After personally taking the drivers course mandated in my state within the last year, I can truly say how beneficial the behind-the-wheel program is. Young teens view the online course as just another school assignment that has to get turned in. Behind-the-wheel creates a safe environment that allows the students to learn through failure, which is arguably the most memorable pathway to learning. By having an adult in the car the students feel safe to ask questions but also get critiqued as they are learning how to drive. The behind-the-wheel course helps cultivate the drivers that are being sent onto the streets of America.

One thing I think would benefit drivers is sharing the stories of people who have been impacted from deaths by car accidents. Telling people what is right and wrong is never enough, you need to add emoticons to these directions that will give it meaning in the eyes of the youth. Young drivers need to be told about the consequences that come with the power of driving. This needs to be done by sharing the stories of survivors by adding in-person seminars to drivers education. This will not only carry heavy emotion of importance to youth drivers but also show the seriousness of behind the wheel risks.

The second thing I believe would help reduce the amount of car accidents would be to put young drivers through a virtual reality car accident. By putting a new driver through a fake car accident, we would hope that the new drivers learn the severity and life changing effects that reckless driving can have. Along with the virtual reality, the teacher would stress the feelings they experienced during the virtual reality are nowhere near the consequences of being in/related to a death by car accident.
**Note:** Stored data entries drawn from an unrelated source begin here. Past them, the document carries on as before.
PR #409, opened 2019-11-01
Add re-engage capability to guidance state machine

### LINKED ISSUE #378: Fix the Operator Override state for SSC Wrapper and Guidance
### Types of Issue

### Descriptive summary
During the https://usdot-carma.atlassian.net/browse/CAR-1029 investigation, found that the SSC wrapper does not process the status="failure" for Operator Override after CARMA is engaged. 

Requested documentation from AStuff regarding the veh_controller state machine to ensure we fully understand the flow, before updating the SSC wrapper to evaluate this accordingly. 
### Expected behavior
1. SSC Wrapper should have the condition to evaluate the /hardware_interface/veh_contoller state = "failure" (Operator Override) and set the robot_active = False.  
2. Once that's set, the Guidance should then set the guidance/state to INACTIVE during Operator Override. 

### Actual behavior
robot_active remains True during Operator Override. 

1. Engage CARMA
2. Override using throttle/brake/steering.
3. CARMA guidance/state remains Engaged, instead of changing to INACTIVE.

### Related work

qswawrq:
# PR Details
## Description
This PR mainly corrects the transition from inactive state to engage in the software only engaged state machine. With https://github.com/usdot-fhwa-stol/CARMASscInterfaceWrapper/pull/36, it makes re-engage functional after manual override. This PR fixes #378 
Besides the above, this PR also cleans some unused comments in CMake file and package.xml and removes a unused function implementation in state machine.

## Related Issue
#378 

## Motivation and Context
Bug fix.

## How Has This Been Tested?
Integration tested on Ford Fusion.

## Types of changes

## Checklist:


msmcconnell:
Looks good. For the sonar cloud check you need to added a comment in the unimplemented functions
{//State machine does not implement this state}
Something like that.

guidance/src/guidance/guidance_worker.cpp
```diff
@@ -18,62 +18,65 @@
...
+        if(!req.guidance_active)
+        {
+            cav_srvs::SetEnableRobotic srv;
             srv.request.set = cav_srvs::SetEnableRobotic::Request::DISABLE;
-            res.guidance_status = false;
+            enable_client_.call(srv);
         }
-        enable_client_.call(srv);
+        gsm_.onSetGuidanceActive(req.guidance_active);
+        res.guidance_status = req.guidance_active;
```
msmcconnell: Shouldn't we set the guidance_status based on the result from onSetGuidanceActive

msmcconnell:
For SonarCloud. It looks like you need a unit test for the GuidanceWorker class. I think the spin_cb is your big culprit here.

guidance/src/guidance/guidance_worker.cpp
qswawrq: Good catch!

qswawrq:
> For SonarCloud. It looks like you need a unit test for the GuidanceWorker class. I think the spin_cb is your big culprit here.

Well. The worker class here is actually not a worker class. I just keep its name from ui_integration node. It is actually the ROS interface and guidance_node.cpp is the usual main.cpp file we used.
I guess I can move those logic code into the state machine to make it testable.

msmcconnell:
It passed! Will merge now

PR #429, opened 2019-11-20
Refactor plan delegator

qswawrq:
# PR Details
## Description

This PR refactors plan delegator into an well structured node. It keeps all its functionalities existed in the previous temporary version. This PR also adds rostest to it.
## Related Issue
N/A

## Motivation and Context
Upgrade plan delegator node into a structured CARMA node.

## How Has This Been Tested?
Unit test in progress

## Types of changes

## Checklist:


Supraluminal:
Is this PR for CAR-1218? If so, the big thing I'm not seeing is the iterative spinning over a plan. It looks like in current implementation (as was with the temporary one) it just generates 1 trajectory per 1 maneuver plan. I think we'd want the trajectory generation to happen at a configurable frequency so that the plugins planning the trajectory have opportunities to revise their plans over time. I could be missing where this is handled, though.

plan_delegator/CMakeLists.txt
```diff
@@ -1,9 +1,23 @@
...
+# WARRANTIES OR CONDITIONS OF ANY KIND, either express or implied. See the
+# License for the specific language governing permissions and limitations under
+# the License.
+
 cmake_minimum_required(VERSION 2.8.3)
 project(plan_delegator)
 
 ## Compile as C++11, supported in ROS Kinetic and newer
 add_compile_options(-std=c++11)
-set( CMAKE_CXX_FLAGS "${CMAKE_CXX_FLAGS} -Wall")
```
Supraluminal: Interesting that you need -pthread here, does ROS not automatically compile with pthread support? Could you describe a bit the high-level threading structure if you have one in here?

plan_delegator/src/plan_delegator.cpp
```diff
@@ -14,65 +14,169 @@
...
+    bool PlanDelegator::IsTrajectoryLongEnough(const cav_msgs::TrajectoryPlan& plan) const noexcept
+    {
+        return (plan.trajectory_points.back().target_time - plan.trajectory_points.begin()->target_time) * MILLISECOND_TO_SECOND >= max_trajectory_duration_;
+    }
+
+    cav_msgs::TrajectoryPlan PlanDelegator::PlanTrajectory()
+    {
+        cav_msgs::TrajectoryPlan latest_trajectory_plan;
+        // iterate through maneuver list to make service call
+        for(const auto& maneuver : latest_maneuver_plan_.maneuvers)
```
Supraluminal: I don't see any explicit multithreading so far, so I'm not super concerned, but if there's any that I've missed it would be important to ensure that there's a lock on the vector this for-each loop is iterating.

Only adding this since the `-pthread` compile option has be a bit nervous.

plan_delegator/include/plan_delegator.hpp
```diff
@@ -33,18 +43,105 @@
...
             /**
-             * \brief Initialize the plan delegator and run it
-             * \return Standard unix program exit code
+             * \brief Initialize the plan delegator
              */
-            int run();
+            void init();
+
+            /**
+             * \brief Run the main thread of plan delegator
```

The final thing that would be beneficial to the decrease of deaths by car accidents would be that with the renewal of licenses, the driver would have to go through another short course about the risks associated with driving. After so many years of having your driver’s license, driving seems as effortless as the sun rising in the morning. Older drivers need to be reminded of the seriousness that comes with driving. By having another mandated short course of the risks associated with driving, I believe it would help remind older drivers to be more careful behind the wheel.

I am a very cautious driver. I know that every time I am behind the wheel every decision I make could end in the death of myself, anyone in the car, or the people around me. I prefer to bear the responsibility of driving myself or friends compared to a more reckless driver putting my friends at risk. I will never leave a parking spot without yelling, “Is everyone buckled?” knowing that the buckles in cars can make the difference between life or death in car accidents. When making judgment calls while driving, I remind myself that it is always better to be safe than dead. There is nothing more urgent than staying alive.

Living in a small town everybody knows everybody. This was especially true when we lost two siblings who were high school graduates at the age of nineteen and twenty, only four years ago in a car accident. They both had created legacies in our community through coaching and mentoring to the students after they graduated high school. My older sister Julia, was really close to the younger sibling, Dany. Dany mentored my sister who was a young teen trying to come out of her shell. Dany poured confidence into Julia, always sending her gifts and messages of encouragement. It was heartbreaking to see the damage that Dany’s death brought to her caused by reckless driving of an adult.

Driver’s education is paramount to the safety on our roads. Young drivers need to be taught the right way to drive through online courses. Drivers of all ages need to hear the stories from the victims of car accidents. By adding emotions into drivers education we would hope that it reflects the reality of daily risks that driving has. Split second decisions are the difference between life and death on the road. There is nothing more urgent than staying alive, drivers of all ages need to be conscious of that.